* DATA IN THIS EXERCISE:
——————————

PR #590, opened 2023-06-15
[device_info_plus] Add TizenDeviceInfo.data property

swift-kim:
- Add `TizenDeviceInfo.data` which represents the device info as a map. ([source](https://github.com/fluttercommunity/plus_plugins/blob/a246de0323c454b0a89dfa0fc1ba6e7aa58ef477/packages/device_info_plus/device_info_plus_platform_interface/lib/model/base_device_info.dart#L7))
- Disambiguate the method channel name to avoid a possible conflict with the original device_info_plus.

### DIFF
--- a/packages/device_info_plus/lib/device_info_plus_tizen.dart
+++ b/packages/device_info_plus/lib/device_info_plus_tizen.dart
@@ -86,7 +86,7 @@ class TizenDeviceInfo {
   /// http://tizen.org/system/tizenid
   final String? tizenId;
 
-  /// Deserializes from the message received from [_kChannel].
+  /// Creates a [TizenDeviceInfo] from the [map].
   static TizenDeviceInfo fromMap(Map<String, dynamic> map) {
     return TizenDeviceInfo(
       modelName: map['modelName'],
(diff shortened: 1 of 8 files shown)


packages/device_info_plus/lib/device_info_plus_tizen.dart
```diff
@@ -109,12 +109,33 @@ class TizenDeviceInfo {
...
+        'buildTime': buildTime,
+        'buildType': buildType,
+        'buildVariant': buildVariant,
+        'buildRelease': buildRelease,
+        'deviceType': deviceType,
+        'manufacturer': manufacturer,
+        'platformName': platformName,
+        'platformProcessor': platformProcessor,
+        'tizenId': tizenId,
+      };
```
JSUYA, line 133: Can you explain where this data getter is used? I couldn't find out why this is needed.

JSUYA: Thank you for explain. I missed PR comment.
I think we need to add the toString() API too.

https://github.com/fluttercommunity/plus_plugins/blob/a246de0323c454b0a89dfa0fc1ba6e7aa58ef477/packages/device_info_plus/device_info_plus_platform_interface/lib/model/base_device_info.dart#L13-L16

swift-kim: Okay, let me clean up a bit.

packages/device_info_plus/lib/device_info_plus_tizen.dart
```diff
@@ -10,8 +10,8 @@ import 'package:flutter/services.dart';
 ///
 /// See: https://docs.tizen.org/application/native/guides/device/system
 class TizenDeviceInfo {
-  /// Tizen device info class.
-  TizenDeviceInfo({
+  TizenDeviceInfo._({
```
swift-kim, line 13: Technically this is a breaking change but I don't think there's any use case.

packages/device_info_plus/lib/device_info_plus_tizen.dart
swift-kim: Done. Thanks!

packages/device_info_plus/lib/device_info_plus_tizen.dart
JSUYA: Just curious! is there a reason why a named constructor is necessary here technically? kind of pattern?

JSUYA (approved):

packages/device_info_plus/lib/device_info_plus_tizen.dart
swift-kim: This just changes the visibility of the constructor. Any member that starts with `_` is considered private in Dart.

——————————

* DIRECTIONS FOR THIS TASK:
Go through the records above and copy every line with the word "github".

* WRITTEN ANSWER:
- Add `TizenDeviceInfo.data` which represents the device info as a map. ([source](https://github.com/fluttercommunity/plus_plugins/blob/a246de0323c454b0a89dfa0fc1ba6e7aa58ef477/packages/device_info_plus/device_info_plus_platform_interface/lib/model/base_device_info.dart#L7))
https://github.com/fluttercommunity/plus_plugins/blob/a246de0323c454b0a89dfa0fc1ba6e7aa58ef477/packages/device_info_plus/device_info_plus_platform_interface/lib/model/base_device_info.dart#L13-L16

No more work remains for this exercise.